> Don’t many/most state of the art models take many months to train on far more ...

tacheiordache · on July 18, 2023

I see this stance of yours parroted over and over but a 3 year old can tell a dog from a cat doesn't need to be trained on millions of images. Also uses way less energy for that.

marcinzm · on July 18, 2023

It takes basically a week on a single GPU to train AlexNet which has human level ImageNet performance. Let's say it's 500 W for the GPU versus around 10 W for a human brain. So that's 84kwh for the model and 175kwh for the baby (over 3 years at 16h/day). That's without a half billion years of architecture and initialization tuning that the baby has. I think the model performs very favorably.

earthscienceman · on July 18, 2023

I don't. This is so obscenely flawed in obvious ways. The energy to train the model was used only for model training while the energy used by the baby performed a myriad of tasks including image recognition, and can presumably apply the knowledge gained in novel ways. Not only can a baby identify a cat and a dog but it can also speak what the difference is in audible language, fire neurons to operate its musculoskeletal system (albeit poorly), and perhaps even no longer shits its pants. Apples and Oranges. Is model performance getting more impressive every day? Definitely. Has anyone actually demonstrated "AI". Still nope.

marcinzm · on July 19, 2023

The context of this thread is the cost of training brains and models on comparable tasks. Not that the model is comparable to a human in every way.

If you want to be pedantic then 6% of the human brain is the visual cortex but then you also have to argue that AlexNet is horribly inefficient to train. So you cut the brain cost to 6% and the model cost to 1%. They're still within an order of magnitude (favoring the model) which I'd say is pretty close in terms of energy usage.

ShamelessC · on July 19, 2023

That context is more narrow than I suggested.

actionfromafar · on July 18, 2023

But don’t 3 yr olds have more skills than distinguishing dogs from cats?

marcinzm · on July 19, 2023

Sure but my point is that the energy costs are in the same magnitude.

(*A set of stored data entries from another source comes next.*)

PR #3503, opened 2022-09-21
feat(rust): add `secure` protocol to multi-addr

twittner:
As an empty protocol `secure` can denote a secure channel in a multi-addr, e.g. `/ip4/127.0.0.1/tcp/8000/secure`

### DIFF
--- a/implementations/rust/ockam/ockam_multiaddr/tests/id.rs
+++ b/implementations/rust/ockam/ockam_multiaddr/tests/id.rs
@@ -108,7 +108,7 @@ quickcheck! {
                         prot.push_back(Ip6::CODE)
                     }
                     Secure::CODE => {
-                        addr.push_back(Secure::new()).unwrap();
+                        addr.push_back(Secure::new("secure")).unwrap();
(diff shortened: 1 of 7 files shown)


mrinalwadhwa:
Nice, I think this should have an address after because we still want to indicate which secure channel listener to establish the channel with. 

```
/ip4/127.0.0.1/tcp/8000/secure/api
```

implementations/rust/ockam/ockam_multiaddr/tests/id.rs
```diff
@@ -110,7 +138,17 @@ quickcheck! {
     }
 }
 
-const PROTOS: &[Code] = &[Tcp::CODE, DnsAddr::CODE, Ip4::CODE, Ip6::CODE];
+const PROTOS: &[Code] = &[
```
SanjoDeundiak, line 141: Could be a static function like `Code::all()`, if you like it

SanjoDeundiak (dismissed):

SanjoDeundiak (approved):

PR #7456, opened 2024-01-24
feat(rust): add support for more commands to `run` command 

adrianbenavides:
- Added support for `project create`, `vault create` and `identity create` commands
- Added support for boolean and int types on argument values to express correctly all the commands' arguments
- Refactored some data types of the parser to support more ways of expressing resources in the config file (single name, list or map). The tests of the `resources` module contain examples of the different ways to express resources.
- Renamed some structs and added more docs to the main data types


etorreborre (approved):
🏇

PR #7459, opened 2024-01-25
Simplify the ockam test macro and make arguments tests more robust

etorreborre:
This PR:

 - Makes sure that the test `Context` provided by the `ockam::test` macro is always closed, without the user having to do it.
 
 - Returns successfully when a command is just testing the parsing of arguments. This avoids some potential later issues related to the initialization of `CommandGlobalOpts`


adrianbenavides (approved):
🚀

If you want to be pedantic then only 6% of the human brain is the visual cortex. But AlexNet is also an inefficient model so something like an optimized ResNet is 100x as efficient to train. So now you're at 10.5kwh and 1.5kwh for the baby and model respectively.

You can argue details further but I'd say the energy cost of both is fairly close.

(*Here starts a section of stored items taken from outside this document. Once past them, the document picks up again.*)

PR #7460, opened 2024-01-25
Send command errors as trace events

etorreborre:
This PR makes sure that we create a span, and export it, each time a command returns an error.

The main changes are in `journey.rs` and in the (ex) `node_rpc` execution which does not exit in case of an error anymore.
Instead, results are propagated up to the `main` function which then exits with an error code.

Since this PR required a change throughout all the commands to change the signature of the `node_rpc` function, I took the opportunity to make all that code more consistent. All the calls now look like:
```rust
pub fn run(self, opts: CommandGlobalOpts) -> miette::Result<()> {
    async_cmd(&self.name(), opts.clone(), |ctx| async move {
        self.async_run(&ctx, opts).await
    })
}
```

Where `async_run` is a function of the command we are implementing.

### DIFF
--- a/implementations/rust/ockam/ockam_command/src/tcp/outlet/create.rs
+++ b/implementations/rust/ockam/ockam_command/src/tcp/outlet/create.rs
@@ -22,7 +22,7 @@ use crate::node::util::initialize_default_node;
 use crate::policy::{add_default_project_policy, has_policy};
 use crate::tcp::util::alias_parser;
 use crate::terminal::OckamColor;
-use crate::util::node_rpc;
+use crate::util::async_cmd;
 use crate::util::parsers::socket_addr_parser;
 use crate::{display_parse_logs, fmt_log};
 use crate::{docs, fmt_ok, CommandGlobalOpts};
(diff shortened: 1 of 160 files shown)


adrianbenavides:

ShamelessC · on July 19, 2023

You’re missing my original point which is about continued, ongoing robustness that works in the low data regime and allows pilots/astronauts to make reasonable decisions in _completely novel_ situations (as just one example).

The networks we have are trained once and work efficiently for their training dataset. They are even robust to outliers in the distribution of that dataset. But they aren’t robust to surprises, unmentioned changes in assumptions/rules/patterns about the data.

Even reinforcement learning is still struggling with this as self-play effectively requires being able to run your dataset/simulation quickly enough to find new policies that work. Humans don’t even have time for that, much less access to a full running simulation of their environments. Although we do generate world models and there’s some work towards that I believe.

Again happy to be corrected.

sdenton4 · on July 19, 2023

Not necessarily! Feel free to gather some data on 3 year old skills on imagenet... I'll wait.

naasking · on July 18, 2023

> but a 3 year old can tell a dog from a cat doesn't need to be trained on millions of images

A 3 year old has 3 years of multimodal training data and RLHF + a few billions of years of evolution that have primed and biased our visual and cognitive systems.

That requires a lot more data than machine models that literally zero inherent bias. Assuming you want a true apples to apples comparison.

sdenton4 · on July 19, 2023

I can train a bird song recognition model in about two days in a v100 which performs decently well on upwards of three thousand species, and generalizes reasonably to real world data (beyond a somewhat skewed training data distribution).

Humans are very bad at this task; it takes a massive effort to learn this many birds. In fact it's a great counterexample to human few shot learning ability...

janalsncm · on July 19, 2023

This is under the assumption that brains start at random (the Tabula Rasa theory of the brain) but that doesn’t seem plausible to me. Brains have the benefit of some amount of pre training at the time of birth. That’s why spiders don’t need to be taught how to spin complex webs and why humans don’t need to learn how to manipulate abstract mental symbols (i.e. language).

landryraccoon · on July 18, 2023

A 3 year old still takes 3 years to train. Even a state of the art image recognition model takes way less time than that.

ChatGTP · on July 18, 2023

The moronic thing about this is, humans aren't just training, they're having a life. The "training part" is one part of it sure, but it's not the reason for existence.

sebzim4500 · on July 19, 2023

What's the functional difference between training and having a life?

beepbooptheory · on July 18, 2023

Not sure if you meant this as a joke, but it made me smile. That poor child!

AbrahamParangi · on July 18, 2023

The structure of that 3yr old’s visual cortex is itself the result of a ~500 million year optimization process.